Home Office Electrical Safety

During the pandemic, home offices have become a way to mitigate the spread of the virus and keep workers safe. But setting up a temporary or new full-time office at home can create a new kind of health issue — electrical safety.

“Bringing electrical equipment home from the office or adding new equipment to make your home office fully functional can create some concerns of its own,” said John Gasstrom, CEO of Indiana Electric Cooperatives. “Let’s direct the same cautious attitude we have for the virus toward electrical safety so we’re not trading out a health concern for an electrical or fire concern at home.”

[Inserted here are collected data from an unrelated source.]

PR #81, opened 2018-04-09
Retry droplet creation on DigitalOcean account not-yet-finalized error

dborkan:
Retry droplet creation on DigitalOcean account not-yet-finalized error.  The logic here is that we attempt to create a droplet, and if it fails with the `ACCOUNT_NOT_YET_FINALIZED_ERROR` message, we retry again in 5 seconds, up to 10 times.  Any other error stills fails as before.

Currently this has been tested by temporarily modifying the droplet request to fail, and temporarily modifying the error string we search for, then verifying that the retry logic works as expected.  We should not merge this in until we can test for real with the new error.

### DIFF
--- a/src/server_manager/cloud/digitalocean_api.ts
+++ b/src/server_manager/cloud/digitalocean_api.ts
@@ -148,9 +148,12 @@ class RestApiSession implements DigitalOceanSession {
             })
             .then(fulfill)
             .catch((e) => {
-              const ABUSE_ERROR_TEXT = 'We\'re finalizing your account setup. Please try again in 30 seconds.';
-              if (e.message === ABUSE_ERROR_TEXT &&
-                  requestCount < MAX_REQUESTS) {
+              const ACCOUNT_NOT_YET_FINALIZED_ERROR =
+                  'We\'re finalizing your account setup. Please try again in 30 seconds.';
+              if (e.message === ACCOUNT_NOT_YET_FINALIZED_ERROR && requestCount < MAX_REQUESTS) {
+                // DigitalOcean is still validating this account and may take
+                // up to 30 seconds.  We can retry more frequently to see when
+                // this error goes away.
                 const RETRY_TIMEOUT_MS = 5000;
                 setTimeout(makeRequestRecursive, RETRY_TIMEOUT_MS);
               } else {
--- a/src/server_manager/cloud/digitalocean_api.ts
+++ b/src/server_manager/cloud/digitalocean_api.ts
@@ -124,16 +124,36 @@ class RestApiSession implements DigitalOceanSession {
     // confusing email with their droplet password, which could get mistaken for
     // an invite.
     return this.registerKey_(dropletName, publicKeyForSSH).then((keyId: number) => {
-      return this.request<{droplet: DropletInfo}>('POST', 'droplets', {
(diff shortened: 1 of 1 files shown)


src/server_manager/cloud/digitalocean_api.ts
```diff
@@ -124,16 +124,44 @@ class RestApiSession implements DigitalOceanSession {
...
+              size: dropletSpec.size,
+              image: dropletSpec.image,
+              ssh_keys: [keyId],
+              user_data: dropletSpec.installCommand,
+              tags: dropletSpec.tags,
+              ipv6: true,
+            })
+            .then(fulfill)
+            .catch((e) => {
+              const ACCOUNT_NOT_YET_FINALIZED_ERROR =
```
trevj: This seems brittle. Let's check the `id` or even just the status code, i.e. 403.

src/server_manager/cloud/digitalocean_api.ts
```diff
@@ -124,16 +124,44 @@ class RestApiSession implements DigitalOceanSession {
...
+                  'We\'re finalizing your account setup. Please try again in 30 seconds.';
+              if (e.message === ACCOUNT_NOT_YET_FINALIZED_ERROR && requestCount < MAX_REQUESTS) {
+                // DigitalOcean is still validating this account and may take
+                // up to 30 seconds.  We can retry more frequently to see when
+                // this error goes away.
+                const RETRY_TIMEOUT_MS = 5000;
```
trevj: You could declare this at a higher scope, e.g. near `MAX_REQUESTS`.

src/server_manager/cloud/digitalocean_api.ts
dborkan: I just updated the error message we are actually getting here to be `XHR forbidden failed with 403: We\'re finalizing your account setup. Please try again in 30 seconds.` (the "XHR forbidden failed with 403: " is actually prepended by the `request` method lower in this file).  Does this seem OK?  At this point in the code we don't have the actual XHR error or object, just the error passed to `Promise.reject` from the `request` method.

src/server_manager/cloud/digitalocean_api.ts
dborkan: Done

src/server_manager/cloud/digitalocean_api.ts
trevj: Ah you don't have that field...okay then how about something a little less brittle, e.g. `message.toLower().contains('finalizing')`?

Then, LGTM.

src/server_manager/electron_app/build_action.sh
```diff
@@ -50,4 +50,4 @@ yarn install --prod --ignore-scripts
 
 # Icons.
 cd $ROOT_DIR
-$NODE_MODULES_BIN_DIR/electron-icon-maker --input=src/server_manager/images/launcher-icon.png --output=build/server_manager/electron_app/static
+#$NODE_MODULES_BIN_DIR/electron-icon-maker --input=src/server_manager/images/launcher-icon.png --output=build/server_manager/electron_app/static
```
trevj: Don't forget to uncomment this!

Things to consider and do in creating the home office:

• Designate a “place” for your office space. Even if it’s just temporary, an established, comfortable place for your work and whatever equipment you need will keep you from having to continually move equipment and will avoid stretching power cables or creating tripping hazards.

• If the space is somewhere “away from the family,” like an attic, corner of the basement or even a wired “she shed,” it may need a small air conditioner, dehumidifier, or space heater to keep it comfortable. Always plug these larger portable appliances directly into a wall outlet; do not use an extension cord or power strips.

• Keep papers organized and all combustibles at least three feet from a space heater.

• Check electrical cords on any equipment you may be bringing home from the office for cracks and damage; they may have been crimped behind the office credenza for years.

• Avoid using adapters that let grounded three-prong plugs be used in ungrounded (two-slot) outlets.

• Do not overload outlets with multiple power strips and extension cords and avoid using extension cords for extended periods.

• Do not run electrical cords through high-traffic areas, under carpets, or across doorways.

• Unplug non-essential equipment at the end of the day to save energy and ensure added safety.

If your home office requires many electrical devices, you probably should have a licensed electrician come out for an inspection. The electrician may suggest installing additional outlets, arc-fault circuit interrupters, and maybe upgraded wiring and additional circuits.

These updates will make your home workspace more attractive, practical, and, most importantly, safe.